Pieter Abbeel, born in 1977, is a professor of electrical engineering and computer sciences at the University of California, Berkeley. He serves as the Director of the Berkeley Robot Learning Lab and co-director of the Berkeley AI Research (BAIR) Lab. He is also a co-founder of Covariant, a company that receives funding from investors and focuses on teaching robots new, complex skills. Additionally, he is a co-founder of Gradescope, an online grading system used by more than 500 universities in the United States. Abbeel is best known for his research in robotics and machine learning, especially in the area of deep reinforcement learning. In 2021, he became an Investment Partner at AIX Ventures, a venture capital fund that invests in artificial intelligence startups.
Early life and education
Abbeel was born in Antwerp, Belgium, in 1977. He lived in the nearby town of Brasschaat during his childhood.
As a high school student at Sint-Michielscollege in Brasschaat, Abbeel played basketball for the school’s team. Later, he joined the basketball team at KU Leuven University, where he earned a Bachelor of Science and Master of Science in electrical engineering in 2000.
Abbeel completed his Ph.D. in computer science at Stanford University. His research focused on artificial intelligence, and he became interested in AI because he believed it could help create tools for other fields and that intelligence is a key difference between humans and other species. Initially, Abbeel planned to earn a master’s degree in computer science, but he decided to continue for his Ph.D. because there were many AI projects at Stanford. He was the first Ph.D. student of Professor Andrew Ng, who was a new professor at Stanford at the time. After finishing his Ph.D. in 2008, Abbeel became an assistant professor in the electrical engineering and computer science department at the University of California, Berkeley.
Career
When Abbeel arrived at UC Berkeley as an assistant professor, he started the Berkeley Robot Learning Lab. In 2014, he helped create Gradescope with other engineers from UC Berkeley, including Arjun Singh, Sergey Karayev, and Ibrahim Awwal. Gradescope was bought by TurnItIn in 2018. In 2016, Abbeel joined OpenAI, where he wrote many articles about reinforcement learning, robot learning, and unsupervised learning. That same year, he became co-director of the Berkeley Artificial Intelligence Research (BAIR) Lab, which includes students studying machine learning and robotics at different education levels. He also started Berkeley Open Arms, which has a license for the Blue Robot project's intellectual property from UC Berkeley. In 2017, he became a full-time professor with tenure at UC Berkeley.
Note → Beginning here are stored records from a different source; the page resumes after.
PR #323, opened 2017-09-12
Controller should support Node Taints for k8s 1.6

### LINKED ISSUE #321: Controller should support Node Taints for k8s 1.6
The controller sometimes wishes to identify Unschedulable nodes in order to prevent sending traffic to them - traffic that is guaranteed a second hop.

In 1.6 Taints are beta and fully supported in 1.7. Nodes may no longer be marked Unschedulable but be tainted as NoSchedule. Creating the same behavior but failing the controller test of watching the Unschedulable field.

f5yacobucci:
Problem:
The controller sometimes wishes to identify Unschedulable nodes in order
to prevent sending traffic to them - traffic that is guaranteed a second
hop.

In 1.6 Taints are beta and fully supported in 1.7. Nodes may no longer
be marked Unschedulable but be tainted as NoSchedule. Creating the same
behavior but failing the controller test of watching the Unschedulable
field.

Solution:
Update controller to look for and prefer the Node.Spec.Taint setting and
then defer to the Node.Spec.Unschedulable setting - if a node selector
label has been configured appManager will ignore taint.

Tests: new unit tests, and test_restore.py / test_e2e.py

Fixes #321

### DIFF
--- a/pkg/appmanager/appManager.go
+++ b/pkg/appmanager/appManager.go
@@ -97,19 +97,22 @@ type Manager struct {
 	eventSource   v1.EventSource
 	// Route configurations
 	routeConfig RouteConfig
+	// Currently configured node label selector
+	nodeLabelSelector string
 }
 
 // Struct to allow NewManager to receive all or only specific parameters.
 type Params struct {
-	KubeClient      kubernetes.Interface
-	restClient      rest.Interface // package local for unit testing only
-	RouteClientV1   rest.Interface
-	ConfigWriter    writer.Writer
-	UseNodeInternal bool
-	IsNodePort      bool
-	RouteConfig     RouteConfig
-	InitialState    bool                 // Unit testing only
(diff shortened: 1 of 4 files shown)


pkg/appmanager/appManager.go
```diff
@@ -96,20 +96,22 @@ type Manager struct {
 	eventRecorder record.EventRecorder
 	eventSource   v1.EventSource
 	// Route configurations
-	routeConfig RouteConfig
+	routeConfig       RouteConfig
+	nodeLabelSelector string
```
sjberman: I would add a newline or comment between these two fields (just per the convention of the struct).

f5yacobucci:
Yes, this works in 1.4 and in 1.6. This is something that we want to include in 1.2 to keep behavior the same if node taints are used.

pkg/appmanager/appManager.go
f5yacobucci: +1

PR #723, opened 2018-07-19
Fix performance issues

sjberman:
Problem: There were a couple of problems causing performance issues. First, using gob encoding to deepcopy configs proved to be inefficient. Secondly, the controller's steady-state check relied upon the queue being empty before writing any configs. With a large number of resources to process, and Kubernetes constantly updating endpoints, the queue would take a long time before being empty, therefore the controller wouldn't write any configs in a reasonable time.

Solution: Switched back to manual deepcopy instead of gob encoding. Saved off the initial queue length on startup, and kept track of the number of processed items before writing out a config, rather than waiting for the queue to be empty.

### DIFF
--- a/pkg/appmanager/appManager.go
+++ b/pkg/appmanager/appManager.go
@@ -79,6 +79,8 @@ type Manager struct {
 	routeClientV1     rest.Interface
 	configWriter      writer.Writer
 	initialState      bool
+	queueLen          int
+	processedItems    int
 	// Use internal node IPs
 	useNodeInternal bool
 	// Running in nodeport (or cluster) mode
@@ -175,6 +177,8 @@ func NewManager(params *Params) *Manager {
 		useNodeInternal:    params.UseNodeInternal,
 		isNodePort:         params.IsNodePort,
 		initialState:       params.initialState,
+		queueLen:           0,
+		processedItems:     0,
 		routeConfig:        params.RouteConfig,
 		nodeLabelSelector:  params.NodeLabelSelector,
 		resolveIng:         params.ResolveIngress,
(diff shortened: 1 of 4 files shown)


amudukutore:
@sjberman - could you split the changes into 2 commits - one for deepcopy and another one for the queue-length changes? Thanks.

pkg/appmanager/resourceConfig.go
```diff
@@ -1742,16 +1740,41 @@ func (appMgr *Manager) createRSConfigFromRoute(
...
-	err = gob.NewDecoder(&cfgBytes).Decode(&rc)
-	if err != nil {
-		log.Errorf("Could not decode ResourceConfig: %v", err)
-		return
+	// MetaData
+	rc.MetaData = cfg.MetaData
+	// Virtual
+	rc.Virtual = cfg.Virtual
+	// Profiles
+	rc.Virtual.Profiles = make([]ProfileRef, len(cfg.Virtual.Profiles))
```
russokj: I don't see rc.Virtual.Policies or rc.Virtual.IRules being copied over like you are doing for rc.Virtual.Profiles.

pkg/appmanager/resourceConfig.go
```diff
@@ -1742,16 +1740,41 @@ func (appMgr *Manager) createRSConfigFromRoute(
...
+	copy(rc.Virtual.Profiles, cfg.Virtual.Profiles)
+	// Pools
+	rc.Pools = make(Pools, len(cfg.Pools))
+	copy(rc.Pools, cfg.Pools)
+	// Pool Members
+	for i, _ := range rc.Pools {
+		rc.Pools[i].Members = make([]Member, len(cfg.Pools[i].Members))
+		copy(rc.Pools[i].Members, cfg.Pools[i].Members)
```
russokj: Same thing for rc.Pools[i].MonitorNames (do we need to do a make/copy for it since it's an array?)

pkg/appmanager/appManager.go
```diff
@@ -753,6 +760,7 @@ func (appMgr *Manager) processNextVirtualServer() bool {
 
 	err := appMgr.syncVirtualServer(key.(serviceQueueKey))
 	if err == nil {
+		appMgr.processedItems++
```
russokj: Do we want to continue this forever (if ints are 64-bit we are okay, if they are 32-bit can't we eventually overflow?

russokj:
Minor comments.  Address if you need to and go ahead and self-merge.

In October 2017, Abbeel and three of his students—Peter Chen, Rocky Duan, and Tianhao Zhang—helped start Covariant, which was previously called Embodied Intelligence. Based in Emeryville, California, Covariant launched in January 2020 and was covered by the New York Times, Wired, MIT Technology Review, and IEEE Spectrum. The company currently has $147 million in funding. Its website says the team is working on a universal AI to help robots see, think, and interact with the world using deep imitation learning and deep reinforcement learning. In addition to his research, Abbeel teaches college-level and graduate classes on Artificial Intelligence, Robotics, and Deep Unsupervised Learning. He also hosts a weekly podcast called The Robot Brains, which features experts in AI and robotics.
Abbeel joined Amazon in August 2024 when Amazon agreed to license Covariant's robotics foundation models and hire the company's founders. In December 2025, Abbeel was named head of Amazon's large language model efforts within the AGI organization, while continuing his work on robotics.